Report every line of the records beneath this task that holds the string "affects".

Stored items
::::

Issue #13401, opened 2023-10-02
Monopoly: Cannot create property http://www.w3.org/XML/1998/namespace::lang on Object


MartySVK:
### Describe the bug

The game was working in the 10-01-2023 build, it was probably broken by PR - https://github.com/ruffle-rs/ruffle/pull/13284

error:
```Error dispatching event EventObject(EventObject { type: "complete", class: flash.events::Event, ptr: 0x8918b0 }) to handler FunctionObject(FunctionObject { ptr: 0xc6d530 }) : ReferenceError: Error #1056: Cannot create property http://www.w3.org/XML/1998/namespace::lang on Object.```

Game Online - https://www.gameflare.com/online-game/monopoly-online/ (Ruffle was downgraded on the website)
SWF - https://data.gameflare.com/games/7027/pg9lUv19G9x30D/game.swf (but the game needs additional files)

### Expected behavior

progress the game

### Affected platform

Desktop app

### Operating system

Windows 10

MartySVK:
Also, I noticed from the comments that computer players are not able to build the houses. But that's a different issue

PR #16727, opened 2024-06-14
avm2: Implement namespace support for flash.xml

evilpie:


evilpie:
Damn I really made it hard on myself and used the very special namespace `xml` in the failing test: `<xml:a/>`.

evilpie:
So I removed the test for the special `xml:` namespace and replaced it with something that tests something actually useful. I think we need to actually make some changes to E4X's `XML` to support it properly.

The Monopoly game from #13401 still works though.

Dinnerbone (approved):

PR #2705, opened 2021-01-21
Restart MovieClips on End tags

torokati44:
This is an attempt to fix #2699, and help a little bit with #932.

Since I know very little about Flash, this might be entirely wrong, and might break much other content.
What I can see however, is that this fixes at least the case where the `frameCount` in the SWF header is too large.

So, the following loops, for example, now work correctly:
 - [z0r.de/838](https://z0r.de/L/z0r-de_838.swf)
 - [z0r.de/2304](https://z0r.de/L/z0r-de_2304.swf)
 - [z0r.de/2139](https://z0r.de/L/z0r-de_2139.swf)

**EDIT:** Well, these loops require the changes in the H.263 PR (#2173) as well to work _entirely_, but those are independent and orthogonal to this one. At least the looping also affects the sound, so it can be tested that way too.

PR #16730, opened 2024-06-15
avm2: Use actual ShowFrame tag count instead of header for most things

Aaron1011:
Some SWFS have 2 frames, but only declare 1 frames in the SWF header. This PR allows those swfs to advance to the next frame (either normally or via a goto).


core/src/display_object/movie_clip.rs
```diff
@@ -1850,8 +1861,22 @@ impl<'gc> MovieClip<'gc> {
...
+            // *not* check this against the frame count in the SWF header - flash player
+            // ignores that value and allows you to seek to any frame, even if the total
+            // number of frames exceeds the frame count in the header.
+            frame.min(max(mc.frames_loaded_ignore_header(), 0) as FrameNumber)
+        } else {
+            // Sanity; let's make sure we don't seek way too far.
+            frame.min(max(mc.frames_loaded(), 0) as FrameNumber)
+        };
+
+        tracing::debug!(
```
Lord-McSweeney, line 1875: Is this leftover or there for debugging?

core/src/display_object/movie_clip.rs
```diff
@@ -4649,12 +4689,35 @@ impl<'gc> MovieClipStatic<'gc> {
...
+                    return Ok(ControlFlow::Exit);
+                }
+                _ => {}
+            };
+            Ok(ControlFlow::Continue)
+        };
+
+        if is_root && !swf.is_empty() {
+            let mut reader = swf.read_from(0);
+            let _ = tag_utils::decode_tags(&mut reader, tag_callback);
```
Lord-McSweeney, line 4711: Does this mean we have to decode all the SWF tags twice now?

Aaron1011: Yes, but the actual decoding work here is just repeatedly reading tag codes and lengths. Also, it's only done for root clips.

core/src/display_object/movie_clip.rs
```diff
@@ -1850,8 +1861,17 @@ impl<'gc> MovieClip<'gc> {
...
-        let clamped_frame = frame.min(max(mc.frames_loaded(), 0) as FrameNumber);
+        let clamped_frame = if self.movie().is_action_script_3() {
+            // Make sure we don't allow a negative seek. Note that we do
+            // *not* check this against the frame count in the SWF header - flash player
+            // ignores that value and allows you to seek to any frame, even if the total
+            // number of frames exceeds the frame count in the header.
+            frame.min(max(mc.frames_loaded_ignore_header(), 0) as FrameNumber)
+        } else {
+            // Sanity; let's make sure we don't seek way too far.
+            frame.min(max(mc.frames_loaded(), 0) as FrameNumber)
```
Lord-McSweeney, line 1872: Does this mean gotos in AVM1 that go past the frames in the header are clamped? I made a small test and AVM1 also seems to ignore the header frame count in FP.

torokati44:
Possibly distantly related: #6144 and #2705.

adrian17:
Just for completeness, as researched on Discord, this doesn't feel correct; as in: in FP, I can observe that the playhead doesn't stop at the last ShowFrame, but instead it actually processes tags until the last one, and only then it either loops or stops. Ways to observe it:
- with DoABC2 and looping (the tag runs, the script initializer runs; I assume that it runs after the loop reaches the first ShowFrame, because the script can not be observed with a manual `gotoAndStop()`, just with a loop)
- with a control tag like `RemoveObject2`. The requested DO actually gets destroyed, even if after calling `.gotoAndStop()`, the `.currentFrame` looks as-if it stopped on the last "real" ShowFrame.

Also, intuitively, the count-in-advance logic would interact badly with possible async download implementation.
(and just personally, I'm not a fan of parsing tags twice ;) )

Aaron1011:
Closing in favor of https://github.com/ruffle-rs/ruffle/pull/17019 (which avoids counting `ShowFrame` tags)

PR #23507, opened 2026-04-22
web: Add required 'lang' attributes

tygyh:
Required according to [Web Content Accessibility Guidelines 2.0](https://www.w3.org/TR/WCAG20-TECHS/)

### DIFF
--- a/web/packages/extension/assets/player.html
+++ b/web/packages/extension/assets/player.html
@@ -1,6 +1,6 @@
 <!DOCTYPE html>
 
-<html>
+<html lang="en-US">
     <head>
         <meta charset="utf-8" />
         <meta name="viewport" content="width=device-width, initial-scale=1" />


web/packages/extension/assets/onboard.html
```diff
@@ -1,6 +1,6 @@
 <!DOCTYPE html>
 
-<html>
+<html lang="en-US">
```
kjarosh, line 3: This page is localized, setting en-US when a different language is selected will be misleading.

web/packages/selfhosted/test/polyfill/swf_object/index.html
```diff
@@ -1,5 +1,5 @@
 <!DOCTYPE html>
-<html>
+<html lang="en-US">
```
kjarosh: We don't have to add the attribute in tests, they were created without the attribute. If you think the attribute affects our behavior, you should add a new test with the attribute, but I doubt it does.

web/packages/extension/assets/onboard.html
tygyh: I don't see how it is localized as the file uses plain text instead of variables. Afaik the standard for keeping pure HTML accessible is to use different files for each language since screen readers don't work without this tag

kjarosh: Based on what I see, the JS localizes this page based on IDs.

danielhjacobs: We can't use different pure HTML files as the localization comes from Crowdin. The localized strings come from https://github.com/ruffle-rs/ruffle/tree/master/web/packages/extension/assets/_locales, then we use https://developer.mozilla.org/en-US/docs/Mozilla/Add-ons/WebExtensions/API/i18n to do the localization. You can see an example usage in https://github.com/ruffle-rs/ruffle/blob/0e83bf57a3413b4a5861312349e8a27a2eb103ac/web/packages/extension/src/common.ts#L166 and https://github.com/ruffle-rs/ruffle/blob/0e83bf57a3413b4a5861312349e8a27a2eb103ac/web/packages/extension/src/options.ts#L14

danielhjacobs: I think we just want to set this in the JS of all the files doing other i18n in the extension: `document.documentElement.lang = utils.i18n?.getUILanguage?.() || "en-US";`. The player.ts change can stay for now, as it's not localized.

danielhjacobs: All but the `player.html` change have been superseded by #23519.

kjarosh (approved):

Issue #1006, opened 2020-08-15
Internationalization/localization


Justin-CB:
We have a decent amount of text in our settings dialog and page, which will need to be localized eventually. Someone suggested a platform for this on the discord, but I don't really have any experience with localization/internationalization, except for editing the `messages.json` files manually (and a little on the translator side but not enough to know what platform it was they were using or whether it was any good. I would like to know what everyone's thoughts are on this matter and whether we have anyone willing to help translate into other languages (l know a little Spanish, but I don't know what languages, if any, the other members speak since we always communicate in English).

veikk0:
I suggest [translatewiki.net](https://translatewiki.net/), a translation community for free and open-source projects. I've used it for a while as a volunteer translator and I find the interface simple and easy-to-use. It uses the [Translate](https://www.mediawiki.org/wiki/Extension:Translate) MediaWiki extension, which has a lot of features that make translators' work easier.

The extension is also in use on various Wikimedia wikis, like MediaWiki.org, Meta-Wiki, and Wikimedia Commons, so the tech & UI itself isn't used only by this single website.

[Here's their intro page for developers](https://translatewiki.net/wiki/Translating:New_project). In terms of requirements, they require commit access so that @translatewiki can regularly integrate translation updates into the project. They also prefer that projects have i18n support. They have [a tips page](https://translatewiki.net/wiki/Translating:Localisation_for_developers) for developers and software project managers.

Disclaimer: I only have recent experience with this single translation platform, so take my suggestion just as that, a suggestion.

Justin-CB:
> I think with Crowdin set up (#10766, https://crowdin.com/project/ruffle) this can now be considered solved.

You're right, thanks.

PR #23511, opened 2026-04-22
avm2: Check prototype chain in with-scope property resolution

bjornwein:
## Problem

When AS3 code uses XML methods like `name()`, `children()`, etc. inside a `with` block (`pushwith` opcode), the compiler generates `QName(PackageNamespace(""), "name")` lookups (public namespace). However, Ruffle's `search_scope_stack` only checked:

1. **vtable traits** — XML's vtable has `name()` in the AS3 namespace (`http://adobe.com/AS3/2006/builtin`), not the public namespace → no match
2. **own properties** (for with-scopes) — XML's `has_own_property` checks E4X child elements → no match

This caused `findpropstrict` to skip the XML with-scope entirely and find the property on a parent scope instead (e.g., `DisplayObject.name` getter returning a string), leading to `Error #1006: value is not a function` when trying to call the string result.

## Root Cause

In avmplus, `hasMultinameProperty` for with-scope resolution checks own properties, traits, **and the prototype chain (delegate)**. Ruffle was missing the prototype chain check. This matters because `XML.prototype.name` (and other XML methods) are defined as public-namespace dynamic properties on the prototype in `XML.as` (lines 183-190), bridging the AS3→public namespace gap.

::::

ANSWER FOR THIS EXERCISE:
**EDIT:** Well, these loops require the changes in the H.263 PR (#2173) as well to work _entirely_, but those are independent and orthogonal to this one. At least the looping also affects the sound, so it can be tested that way too.
kjarosh: We don't have to add the attribute in tests, they were created without the attribute. If you think the attribute affects our behavior, you should add a new test with the attribute, but I doubt it does.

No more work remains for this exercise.